Exercise description – The full listing should be set down again precisely.

§ §

PR #338, opened 2023-01-04
Handle map with string slice values in json api implementation

arnold-iakab:
Defining AllowedPaymentClients and ForbiddenPaymentClients as map[string][]string is not possible according to the jsonapi implementation: '*poidbserviceclient.POI': "reflect.Set: value of type map[string]interface {} is not assignable to type map[string][]string".

### DIFF
--- a/http/jsonapi/request_test.go
+++ b/http/jsonapi/request_test.go
@@ -15,6 +15,8 @@ import (
 	"strings"
 	"testing"
 	"time"
+
+	"github.com/stretchr/testify/assert"
 )
 
 func TestUnmarshall_attrStringSlice(t *testing.T) {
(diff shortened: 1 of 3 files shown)


http/jsonapi/request_test.go
```diff
@@ -29,6 +29,7 @@ func TestUnmarshall_attrStringSlice(t *testing.T) {
 				"dec1": json.RawMessage(`"9.9999999999999999999"`),
 				"dec2": json.RawMessage("9.9999999999999999999"),
 				"dec3": json.RawMessage("10"),
+				"mss":  json.RawMessage(`{"field": ["string1","string2"]}`),
```
daemonfire300, line 32: this checks the happy path, could we also get a test that is expected to trigger the failure case or does Go's json unmarshal do magic converstion of JS Number to string by just wrapping "" around it, i.e.,

```json
`{"field": ["string1",1234, 9.9]}`
```
as test case.

daemonfire300 (changes requested):

http/jsonapi/request_test.go
arnold-iakab: added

§ §

Written solution –
PR #338, opened 2023-01-04
Handle map with string slice values in json api implementation

arnold-iakab:
Defining AllowedPaymentClients and ForbiddenPaymentClients as map[string][]string is not possible according to the jsonapi implementation: '*poidbserviceclient.POI': "reflect.Set: value of type map[string]interface {} is not assignable to type map[string][]string".

### DIFF
--- a/http/jsonapi/request_test.go
+++ b/http/jsonapi/request_test.go
@@ -15,6 +15,8 @@ import (
 	"strings"
 	"testing"
 	"time"
+
+	"github.com/stretchr/testify/assert"
 )
 
 func TestUnmarshall_attrStringSlice(t *testing.T) {
(diff shortened: 1 of 3 files shown)


http/jsonapi/request_test.go
```diff
@@ -29,6 +29,7 @@ func TestUnmarshall_attrStringSlice(t *testing.T) {
 				"dec1": json.RawMessage(`"9.9999999999999999999"`),
 				"dec2": json.RawMessage("9.9999999999999999999"),
 				"dec3": json.RawMessage("10"),
+				"mss":  json.RawMessage(`{"field": ["string1","string2"]}`),
```
daemonfire300, line 32: this checks the happy path, could we also get a test that is expected to trigger the failure case or does Go's json unmarshal do magic converstion of JS Number to string by just wrapping "" around it, i.e.,

```json
`{"field": ["string1",1234, 9.9]}`
```
as test case.

daemonfire300 (changes requested):

http/jsonapi/request_test.go
arnold-iakab: added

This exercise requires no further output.